Supplied information section start

PR #8182, opened 2023-08-30
Fix: drag animation on mobile

qrasa1:
I have noticed that the row ghost doesn't follow the touch when moving it on mobile:

https://github.com/filamentphp/filament/assets/68746821/587a9c15-43cf-475d-a103-b8948b77882b

After removing `transition duration-75` it works fine: 

https://github.com/filamentphp/filament/assets/68746821/54deda4d-160c-4213-848b-5b9e7f34680e

Obviously `transition` and `duration-75` were there for a reason, but I couldn't see a difference.
I also change the cursor when hovering over the icon-button to `cursor-move` instead of a pointer.

Feel free to fix it the way you think is best!

### DIFF
--- a/packages/tables/resources/views/components/row.blade.php
+++ b/packages/tables/resources/views/components/row.blade.php
@@ -23,7 +23,7 @@
     @endif
     {{
         $attributes->class([
-            'fi-ta-row transition duration-0 md:duration-75',
+            'fi-ta-row transition duration-0 [@media(hover:hover)]:duration-75',
             'hover:bg-gray-50 dark:hover:bg-white/5' => $recordAction || $recordUrl,
             $stripedClasses => $striped,
         ])
--- a/packages/tables/resources/views/components/row.blade.php
+++ b/packages/tables/resources/views/components/row.blade.php
@@ -23,7 +23,7 @@
     @endif
     {{
         $attributes->class([
-            'fi-ta-row duration-0 md:duration-75',
+            'fi-ta-row transition duration-0 md:duration-75',
             'hover:bg-gray-50 dark:hover:bg-white/5' => $recordAction || $recordUrl,
             $stripedClasses => $striped,
         ])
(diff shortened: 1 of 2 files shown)


qrasa1:
I should have noted that setting the `transition-duration` to `0s` fixes the problem and so something like `transition duration-0 md:duration-75` should be possible which I just added. I did not do that in the first commit, because that did not work for me as the `duration-0` class did not register, maybe because I was using the demo app, but I tested it in a different project and it worked fine.

packages/tables/resources/views/components/row.blade.php
```diff
@@ -23,7 +23,7 @@
     @endif
     {{
         $attributes->class([
-            'fi-ta-row transition duration-75',
+            'fi-ta-row transition duration-0 md:duration-75',
```
danharrin: How about `[@media(hover:hover)]:duration-75` so it only affects non-touch devices? Also, do we still need `duration-0`?

danharrin (changes requested):

packages/tables/resources/views/components/row.blade.php
qrasa1: Unfortunately yes, otherwise the default duration from `transition` will be applied

zepfietje:
Honestly, I think a better fix would be in your Tailwind config:

```js
export default {
    future: {
        hoverOnlyWhenSupported: true,
    },
};

```

@danharrin @qrasa1

packages/tables/resources/views/components/row.blade.php
zepfietje: IMO we should apply transition with the media query then.

zepfietje: Applied a couple fixes here, @danharrin @qrasa1: https://github.com/filamentphp/filament/commit/baf1cb6962976243d94816dada80a5b935d1a143.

Supplied information section end

### Work order
All lines from the beginning of the listing through the one with "see a difference." are to be restated word for word, and only those.

### Your solution
PR #8182, opened 2023-08-30
Fix: drag animation on mobile

qrasa1:
I have noticed that the row ghost doesn't follow the touch when moving it on mobile:

https://github.com/filamentphp/filament/assets/68746821/587a9c15-43cf-475d-a103-b8948b77882b

After removing `transition duration-75` it works fine: 

https://github.com/filamentphp/filament/assets/68746821/54deda4d-160c-4213-848b-5b9e7f34680e

Obviously `transition` and `duration-75` were there for a reason, but I couldn't see a difference.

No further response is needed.